[Provided data — start]

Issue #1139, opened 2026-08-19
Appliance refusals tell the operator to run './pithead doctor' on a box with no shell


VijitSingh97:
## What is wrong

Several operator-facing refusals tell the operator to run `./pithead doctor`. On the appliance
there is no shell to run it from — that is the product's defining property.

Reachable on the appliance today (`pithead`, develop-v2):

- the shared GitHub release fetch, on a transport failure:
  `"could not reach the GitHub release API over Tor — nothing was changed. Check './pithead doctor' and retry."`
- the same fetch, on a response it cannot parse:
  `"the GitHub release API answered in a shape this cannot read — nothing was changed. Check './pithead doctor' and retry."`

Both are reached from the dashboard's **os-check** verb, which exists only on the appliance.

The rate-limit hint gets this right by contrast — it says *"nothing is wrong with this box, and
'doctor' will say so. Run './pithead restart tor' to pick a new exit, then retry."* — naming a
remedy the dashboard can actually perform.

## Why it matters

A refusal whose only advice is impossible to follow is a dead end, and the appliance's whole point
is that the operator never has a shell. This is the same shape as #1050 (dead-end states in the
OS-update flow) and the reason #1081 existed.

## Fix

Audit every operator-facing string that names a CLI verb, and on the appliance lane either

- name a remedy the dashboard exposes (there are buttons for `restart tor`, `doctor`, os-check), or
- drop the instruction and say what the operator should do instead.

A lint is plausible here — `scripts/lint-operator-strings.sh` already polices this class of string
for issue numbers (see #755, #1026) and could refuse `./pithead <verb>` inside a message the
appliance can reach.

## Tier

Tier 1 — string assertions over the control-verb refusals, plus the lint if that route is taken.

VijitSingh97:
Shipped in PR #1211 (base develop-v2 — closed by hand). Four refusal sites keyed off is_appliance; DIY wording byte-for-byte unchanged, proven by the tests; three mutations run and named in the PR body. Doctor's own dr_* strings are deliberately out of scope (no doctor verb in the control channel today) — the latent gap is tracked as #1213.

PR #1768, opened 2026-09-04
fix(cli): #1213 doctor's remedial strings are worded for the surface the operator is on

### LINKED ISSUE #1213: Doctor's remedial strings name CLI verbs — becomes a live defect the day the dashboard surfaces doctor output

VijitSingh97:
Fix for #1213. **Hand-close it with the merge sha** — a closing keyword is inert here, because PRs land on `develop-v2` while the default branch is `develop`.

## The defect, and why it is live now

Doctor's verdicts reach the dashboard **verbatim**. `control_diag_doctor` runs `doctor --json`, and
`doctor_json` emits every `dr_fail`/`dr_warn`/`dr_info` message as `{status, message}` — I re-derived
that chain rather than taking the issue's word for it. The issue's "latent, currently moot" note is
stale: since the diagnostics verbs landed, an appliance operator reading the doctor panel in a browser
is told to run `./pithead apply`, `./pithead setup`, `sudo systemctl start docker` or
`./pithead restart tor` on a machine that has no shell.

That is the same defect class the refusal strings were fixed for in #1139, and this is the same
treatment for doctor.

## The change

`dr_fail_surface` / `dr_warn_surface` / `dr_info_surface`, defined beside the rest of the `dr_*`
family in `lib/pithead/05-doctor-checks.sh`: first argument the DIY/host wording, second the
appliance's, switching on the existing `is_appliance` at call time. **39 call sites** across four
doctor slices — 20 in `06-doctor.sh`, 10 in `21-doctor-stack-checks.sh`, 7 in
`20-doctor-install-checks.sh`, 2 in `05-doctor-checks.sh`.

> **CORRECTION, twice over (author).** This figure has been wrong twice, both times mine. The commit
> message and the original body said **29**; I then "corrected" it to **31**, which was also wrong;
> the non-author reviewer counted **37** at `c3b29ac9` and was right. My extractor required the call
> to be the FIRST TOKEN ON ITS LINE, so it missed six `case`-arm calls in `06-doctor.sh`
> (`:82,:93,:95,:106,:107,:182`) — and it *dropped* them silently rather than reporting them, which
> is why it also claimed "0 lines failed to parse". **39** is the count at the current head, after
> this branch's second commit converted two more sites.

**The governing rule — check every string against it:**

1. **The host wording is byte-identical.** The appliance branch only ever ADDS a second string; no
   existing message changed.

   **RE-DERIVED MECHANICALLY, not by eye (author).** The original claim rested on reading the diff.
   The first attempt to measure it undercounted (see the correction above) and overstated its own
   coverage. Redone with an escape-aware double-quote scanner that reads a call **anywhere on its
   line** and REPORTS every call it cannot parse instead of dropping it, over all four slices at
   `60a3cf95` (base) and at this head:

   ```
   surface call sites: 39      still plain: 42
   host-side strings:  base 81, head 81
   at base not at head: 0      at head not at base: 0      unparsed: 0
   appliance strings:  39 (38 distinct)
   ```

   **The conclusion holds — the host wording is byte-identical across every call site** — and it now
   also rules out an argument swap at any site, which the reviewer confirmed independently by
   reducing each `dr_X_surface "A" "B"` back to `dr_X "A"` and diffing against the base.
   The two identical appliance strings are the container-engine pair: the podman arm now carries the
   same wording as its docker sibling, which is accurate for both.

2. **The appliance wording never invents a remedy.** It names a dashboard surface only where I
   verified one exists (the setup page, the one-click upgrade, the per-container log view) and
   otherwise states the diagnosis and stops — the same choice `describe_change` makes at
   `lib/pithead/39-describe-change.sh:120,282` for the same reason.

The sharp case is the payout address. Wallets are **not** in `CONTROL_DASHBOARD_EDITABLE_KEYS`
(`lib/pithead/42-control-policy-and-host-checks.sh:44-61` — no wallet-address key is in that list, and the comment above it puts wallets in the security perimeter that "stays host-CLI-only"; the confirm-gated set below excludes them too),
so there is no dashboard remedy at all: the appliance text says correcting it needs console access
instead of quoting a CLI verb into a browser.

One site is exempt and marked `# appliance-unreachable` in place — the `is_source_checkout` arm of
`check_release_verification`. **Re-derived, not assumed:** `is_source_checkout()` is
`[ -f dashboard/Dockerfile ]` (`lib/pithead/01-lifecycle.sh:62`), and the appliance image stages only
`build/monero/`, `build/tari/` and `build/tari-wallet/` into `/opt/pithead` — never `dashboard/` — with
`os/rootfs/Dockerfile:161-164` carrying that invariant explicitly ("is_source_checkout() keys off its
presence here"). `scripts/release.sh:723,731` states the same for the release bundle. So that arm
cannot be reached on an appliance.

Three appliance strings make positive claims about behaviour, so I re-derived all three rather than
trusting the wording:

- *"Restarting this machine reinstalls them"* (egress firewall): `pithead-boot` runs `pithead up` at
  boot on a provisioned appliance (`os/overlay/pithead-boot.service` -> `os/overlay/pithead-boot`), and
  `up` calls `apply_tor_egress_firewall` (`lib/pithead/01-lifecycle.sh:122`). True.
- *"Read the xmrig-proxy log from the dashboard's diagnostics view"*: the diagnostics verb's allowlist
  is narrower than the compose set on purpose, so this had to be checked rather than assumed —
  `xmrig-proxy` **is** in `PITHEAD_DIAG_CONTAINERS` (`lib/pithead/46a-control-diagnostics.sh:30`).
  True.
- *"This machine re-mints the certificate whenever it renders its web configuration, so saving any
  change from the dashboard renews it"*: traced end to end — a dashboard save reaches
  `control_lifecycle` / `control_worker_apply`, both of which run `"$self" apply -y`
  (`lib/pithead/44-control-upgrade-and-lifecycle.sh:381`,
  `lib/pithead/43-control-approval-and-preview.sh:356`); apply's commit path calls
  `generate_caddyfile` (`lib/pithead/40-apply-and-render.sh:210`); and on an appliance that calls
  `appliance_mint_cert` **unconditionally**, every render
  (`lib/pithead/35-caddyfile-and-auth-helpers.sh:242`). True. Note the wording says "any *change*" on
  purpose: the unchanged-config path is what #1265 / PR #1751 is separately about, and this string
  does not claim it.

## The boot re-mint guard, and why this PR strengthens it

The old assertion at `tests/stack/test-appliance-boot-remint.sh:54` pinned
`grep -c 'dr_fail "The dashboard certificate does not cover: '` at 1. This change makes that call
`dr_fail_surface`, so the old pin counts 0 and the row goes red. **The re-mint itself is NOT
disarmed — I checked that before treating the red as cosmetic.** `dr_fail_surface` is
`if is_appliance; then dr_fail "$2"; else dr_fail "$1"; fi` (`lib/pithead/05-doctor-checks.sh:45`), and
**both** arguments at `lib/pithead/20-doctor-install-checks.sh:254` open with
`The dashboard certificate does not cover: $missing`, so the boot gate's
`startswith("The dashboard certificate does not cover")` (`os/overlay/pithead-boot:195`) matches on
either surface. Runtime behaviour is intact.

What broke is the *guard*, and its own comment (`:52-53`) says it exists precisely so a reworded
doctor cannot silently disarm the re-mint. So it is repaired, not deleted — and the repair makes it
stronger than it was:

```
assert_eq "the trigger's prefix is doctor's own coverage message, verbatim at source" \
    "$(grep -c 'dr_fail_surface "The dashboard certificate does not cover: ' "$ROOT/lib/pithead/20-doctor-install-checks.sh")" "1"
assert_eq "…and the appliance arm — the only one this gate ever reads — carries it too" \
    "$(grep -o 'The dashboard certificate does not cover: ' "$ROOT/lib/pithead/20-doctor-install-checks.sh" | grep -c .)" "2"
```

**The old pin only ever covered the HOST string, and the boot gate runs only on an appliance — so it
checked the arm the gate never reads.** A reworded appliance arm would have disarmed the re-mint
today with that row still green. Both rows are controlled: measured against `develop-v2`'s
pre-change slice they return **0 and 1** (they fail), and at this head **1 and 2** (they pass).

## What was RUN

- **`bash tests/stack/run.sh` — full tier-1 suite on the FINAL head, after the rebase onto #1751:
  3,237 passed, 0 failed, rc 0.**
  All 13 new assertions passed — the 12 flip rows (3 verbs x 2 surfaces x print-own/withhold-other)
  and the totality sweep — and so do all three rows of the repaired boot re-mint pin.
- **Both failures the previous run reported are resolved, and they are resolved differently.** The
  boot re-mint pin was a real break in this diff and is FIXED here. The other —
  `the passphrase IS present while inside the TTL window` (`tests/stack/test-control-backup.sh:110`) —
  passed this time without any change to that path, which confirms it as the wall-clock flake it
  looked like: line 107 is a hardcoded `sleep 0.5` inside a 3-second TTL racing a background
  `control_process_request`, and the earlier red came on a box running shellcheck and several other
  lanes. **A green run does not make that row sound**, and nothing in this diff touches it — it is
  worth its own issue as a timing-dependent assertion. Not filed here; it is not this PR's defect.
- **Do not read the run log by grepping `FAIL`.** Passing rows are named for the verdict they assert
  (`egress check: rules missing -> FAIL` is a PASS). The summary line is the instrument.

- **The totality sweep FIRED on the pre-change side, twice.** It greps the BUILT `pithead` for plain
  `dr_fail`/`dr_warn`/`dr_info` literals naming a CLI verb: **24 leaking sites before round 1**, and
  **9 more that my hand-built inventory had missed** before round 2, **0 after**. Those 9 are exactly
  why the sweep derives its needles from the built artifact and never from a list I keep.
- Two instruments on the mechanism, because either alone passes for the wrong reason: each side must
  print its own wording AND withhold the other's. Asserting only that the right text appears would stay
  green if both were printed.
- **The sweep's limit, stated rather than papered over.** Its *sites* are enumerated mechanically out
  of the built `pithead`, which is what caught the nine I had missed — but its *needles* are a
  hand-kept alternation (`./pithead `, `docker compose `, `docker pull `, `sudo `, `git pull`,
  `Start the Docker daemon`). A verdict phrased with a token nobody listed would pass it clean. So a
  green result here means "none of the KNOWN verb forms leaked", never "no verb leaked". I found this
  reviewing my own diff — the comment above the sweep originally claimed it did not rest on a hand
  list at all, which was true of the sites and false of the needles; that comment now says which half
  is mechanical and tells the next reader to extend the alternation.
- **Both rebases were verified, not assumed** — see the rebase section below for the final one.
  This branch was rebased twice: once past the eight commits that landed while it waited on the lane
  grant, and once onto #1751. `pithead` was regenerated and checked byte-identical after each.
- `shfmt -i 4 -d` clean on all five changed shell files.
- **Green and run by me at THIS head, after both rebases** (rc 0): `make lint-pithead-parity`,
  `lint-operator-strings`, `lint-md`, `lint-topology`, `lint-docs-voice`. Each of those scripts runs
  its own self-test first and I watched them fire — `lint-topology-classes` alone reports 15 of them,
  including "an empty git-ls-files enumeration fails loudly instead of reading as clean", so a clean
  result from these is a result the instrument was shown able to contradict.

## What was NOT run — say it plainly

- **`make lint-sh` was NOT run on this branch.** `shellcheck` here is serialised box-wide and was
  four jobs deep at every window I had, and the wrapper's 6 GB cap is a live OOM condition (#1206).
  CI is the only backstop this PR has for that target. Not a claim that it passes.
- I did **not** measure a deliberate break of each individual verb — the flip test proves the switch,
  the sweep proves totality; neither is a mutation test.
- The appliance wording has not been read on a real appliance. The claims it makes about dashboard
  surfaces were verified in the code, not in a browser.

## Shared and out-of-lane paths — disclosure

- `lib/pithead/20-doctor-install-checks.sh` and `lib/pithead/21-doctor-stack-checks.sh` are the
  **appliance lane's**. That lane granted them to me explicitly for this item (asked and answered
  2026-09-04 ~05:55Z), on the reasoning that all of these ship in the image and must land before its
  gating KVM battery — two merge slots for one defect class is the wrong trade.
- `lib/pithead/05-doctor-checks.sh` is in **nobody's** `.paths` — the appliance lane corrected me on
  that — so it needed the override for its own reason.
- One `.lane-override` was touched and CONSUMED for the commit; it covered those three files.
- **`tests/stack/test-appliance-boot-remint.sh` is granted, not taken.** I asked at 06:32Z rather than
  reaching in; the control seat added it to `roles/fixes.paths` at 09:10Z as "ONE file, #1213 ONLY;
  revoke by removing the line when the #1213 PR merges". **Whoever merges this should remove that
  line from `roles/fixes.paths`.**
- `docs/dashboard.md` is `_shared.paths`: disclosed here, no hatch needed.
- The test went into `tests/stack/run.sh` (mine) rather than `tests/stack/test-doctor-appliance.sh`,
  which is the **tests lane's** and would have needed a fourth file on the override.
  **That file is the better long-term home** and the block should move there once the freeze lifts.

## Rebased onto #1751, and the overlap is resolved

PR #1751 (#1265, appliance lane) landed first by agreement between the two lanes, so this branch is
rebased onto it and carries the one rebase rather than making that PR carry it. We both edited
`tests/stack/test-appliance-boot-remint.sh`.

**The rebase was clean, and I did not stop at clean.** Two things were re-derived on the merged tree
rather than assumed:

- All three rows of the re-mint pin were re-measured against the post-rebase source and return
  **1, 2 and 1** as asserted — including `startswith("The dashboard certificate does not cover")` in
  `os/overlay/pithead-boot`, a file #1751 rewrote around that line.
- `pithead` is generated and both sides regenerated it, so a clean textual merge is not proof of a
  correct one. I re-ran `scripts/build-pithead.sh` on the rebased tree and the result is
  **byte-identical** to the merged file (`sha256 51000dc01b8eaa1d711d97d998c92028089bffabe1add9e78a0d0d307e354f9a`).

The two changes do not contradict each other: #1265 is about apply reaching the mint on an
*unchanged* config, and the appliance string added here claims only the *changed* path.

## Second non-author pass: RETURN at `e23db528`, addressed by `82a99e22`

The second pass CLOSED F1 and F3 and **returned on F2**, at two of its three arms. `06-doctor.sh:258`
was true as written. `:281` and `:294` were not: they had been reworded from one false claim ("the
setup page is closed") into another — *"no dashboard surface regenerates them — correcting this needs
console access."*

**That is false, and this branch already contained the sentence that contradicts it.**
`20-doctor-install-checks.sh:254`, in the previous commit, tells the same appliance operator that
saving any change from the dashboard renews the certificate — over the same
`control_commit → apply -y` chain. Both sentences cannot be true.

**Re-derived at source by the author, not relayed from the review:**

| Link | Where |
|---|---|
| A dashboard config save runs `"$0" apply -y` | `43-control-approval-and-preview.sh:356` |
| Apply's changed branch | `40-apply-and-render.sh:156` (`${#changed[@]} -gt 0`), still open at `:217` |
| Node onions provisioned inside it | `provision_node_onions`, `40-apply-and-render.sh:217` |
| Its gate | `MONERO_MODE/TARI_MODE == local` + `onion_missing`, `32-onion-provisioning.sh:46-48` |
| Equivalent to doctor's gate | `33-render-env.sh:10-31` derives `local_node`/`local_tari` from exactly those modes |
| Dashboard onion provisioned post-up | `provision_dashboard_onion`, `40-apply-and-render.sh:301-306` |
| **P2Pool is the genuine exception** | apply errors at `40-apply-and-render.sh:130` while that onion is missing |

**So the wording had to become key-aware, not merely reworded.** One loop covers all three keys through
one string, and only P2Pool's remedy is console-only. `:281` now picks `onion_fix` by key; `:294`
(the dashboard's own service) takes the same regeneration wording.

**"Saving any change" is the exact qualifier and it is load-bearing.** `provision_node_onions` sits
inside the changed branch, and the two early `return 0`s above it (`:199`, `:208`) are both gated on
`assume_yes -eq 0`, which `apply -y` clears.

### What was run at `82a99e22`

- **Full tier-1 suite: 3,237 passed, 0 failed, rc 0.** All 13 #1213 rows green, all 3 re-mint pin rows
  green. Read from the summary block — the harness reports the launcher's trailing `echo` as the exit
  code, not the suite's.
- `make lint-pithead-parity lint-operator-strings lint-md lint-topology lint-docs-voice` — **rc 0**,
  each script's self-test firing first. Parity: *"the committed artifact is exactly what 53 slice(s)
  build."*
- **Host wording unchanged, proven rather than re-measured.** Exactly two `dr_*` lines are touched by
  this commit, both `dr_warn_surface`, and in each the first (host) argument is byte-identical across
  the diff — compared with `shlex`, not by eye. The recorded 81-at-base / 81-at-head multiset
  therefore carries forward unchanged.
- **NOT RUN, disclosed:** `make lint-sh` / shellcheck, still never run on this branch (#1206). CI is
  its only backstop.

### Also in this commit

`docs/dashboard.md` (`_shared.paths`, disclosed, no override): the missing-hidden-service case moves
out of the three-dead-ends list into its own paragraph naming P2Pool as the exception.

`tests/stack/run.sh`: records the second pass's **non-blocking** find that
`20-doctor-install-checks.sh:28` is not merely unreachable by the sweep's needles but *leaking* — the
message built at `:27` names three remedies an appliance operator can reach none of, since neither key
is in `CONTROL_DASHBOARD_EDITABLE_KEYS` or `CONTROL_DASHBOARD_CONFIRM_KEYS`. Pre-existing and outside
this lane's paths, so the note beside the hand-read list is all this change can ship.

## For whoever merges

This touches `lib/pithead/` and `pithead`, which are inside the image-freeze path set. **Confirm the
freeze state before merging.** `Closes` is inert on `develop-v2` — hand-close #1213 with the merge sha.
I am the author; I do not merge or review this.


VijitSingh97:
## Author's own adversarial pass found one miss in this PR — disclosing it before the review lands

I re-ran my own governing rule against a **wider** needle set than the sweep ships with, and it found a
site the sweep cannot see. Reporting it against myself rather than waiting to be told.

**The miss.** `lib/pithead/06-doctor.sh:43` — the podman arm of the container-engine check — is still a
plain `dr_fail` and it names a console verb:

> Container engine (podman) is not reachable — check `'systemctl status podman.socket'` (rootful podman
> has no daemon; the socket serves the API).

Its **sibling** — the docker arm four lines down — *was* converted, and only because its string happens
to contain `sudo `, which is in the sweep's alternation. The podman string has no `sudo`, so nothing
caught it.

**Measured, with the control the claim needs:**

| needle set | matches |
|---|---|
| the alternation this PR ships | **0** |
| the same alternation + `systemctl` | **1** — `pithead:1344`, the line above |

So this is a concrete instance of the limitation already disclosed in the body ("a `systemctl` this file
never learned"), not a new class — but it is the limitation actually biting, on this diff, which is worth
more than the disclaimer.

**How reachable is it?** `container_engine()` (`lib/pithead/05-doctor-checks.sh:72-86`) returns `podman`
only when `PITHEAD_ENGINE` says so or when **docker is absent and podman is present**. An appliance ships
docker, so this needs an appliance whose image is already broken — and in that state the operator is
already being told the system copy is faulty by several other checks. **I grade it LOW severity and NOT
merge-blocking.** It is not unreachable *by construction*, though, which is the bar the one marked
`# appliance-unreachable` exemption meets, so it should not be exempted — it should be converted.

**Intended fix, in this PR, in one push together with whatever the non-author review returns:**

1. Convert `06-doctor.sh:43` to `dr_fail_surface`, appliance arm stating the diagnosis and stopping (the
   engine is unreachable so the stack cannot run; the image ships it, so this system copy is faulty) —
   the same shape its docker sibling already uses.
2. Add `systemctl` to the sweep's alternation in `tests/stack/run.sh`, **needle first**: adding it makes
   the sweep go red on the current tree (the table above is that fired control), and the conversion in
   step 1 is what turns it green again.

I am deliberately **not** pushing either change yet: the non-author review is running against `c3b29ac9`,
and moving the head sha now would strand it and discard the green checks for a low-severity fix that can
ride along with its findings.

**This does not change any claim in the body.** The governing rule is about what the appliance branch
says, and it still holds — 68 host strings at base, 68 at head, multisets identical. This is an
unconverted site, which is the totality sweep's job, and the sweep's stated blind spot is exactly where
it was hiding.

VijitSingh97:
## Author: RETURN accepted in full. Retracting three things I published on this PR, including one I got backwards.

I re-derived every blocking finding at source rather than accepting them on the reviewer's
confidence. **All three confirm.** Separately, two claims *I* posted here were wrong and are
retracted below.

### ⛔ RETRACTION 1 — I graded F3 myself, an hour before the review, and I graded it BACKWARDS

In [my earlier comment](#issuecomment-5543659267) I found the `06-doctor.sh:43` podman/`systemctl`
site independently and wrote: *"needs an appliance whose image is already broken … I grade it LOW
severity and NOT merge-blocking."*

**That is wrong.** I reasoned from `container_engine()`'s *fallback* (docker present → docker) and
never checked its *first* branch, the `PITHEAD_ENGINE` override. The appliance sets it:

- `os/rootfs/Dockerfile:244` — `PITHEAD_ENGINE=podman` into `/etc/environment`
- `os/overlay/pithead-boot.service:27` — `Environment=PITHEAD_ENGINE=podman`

[Provided data — finish]

Reproduce the records above line by line, without any change, up to and including the line that holds "release API answered".

Issue #1139, opened 2026-08-19
Appliance refusals tell the operator to run './pithead doctor' on a box with no shell


VijitSingh97:
## What is wrong

Several operator-facing refusals tell the operator to run `./pithead doctor`. On the appliance
there is no shell to run it from — that is the product's defining property.

Reachable on the appliance today (`pithead`, develop-v2):

- the shared GitHub release fetch, on a transport failure:
  `"could not reach the GitHub release API over Tor — nothing was changed. Check './pithead doctor' and retry."`
- the same fetch, on a response it cannot parse:
  `"the GitHub release API answered in a shape this cannot read — nothing was changed. Check './pithead doctor' and retry."`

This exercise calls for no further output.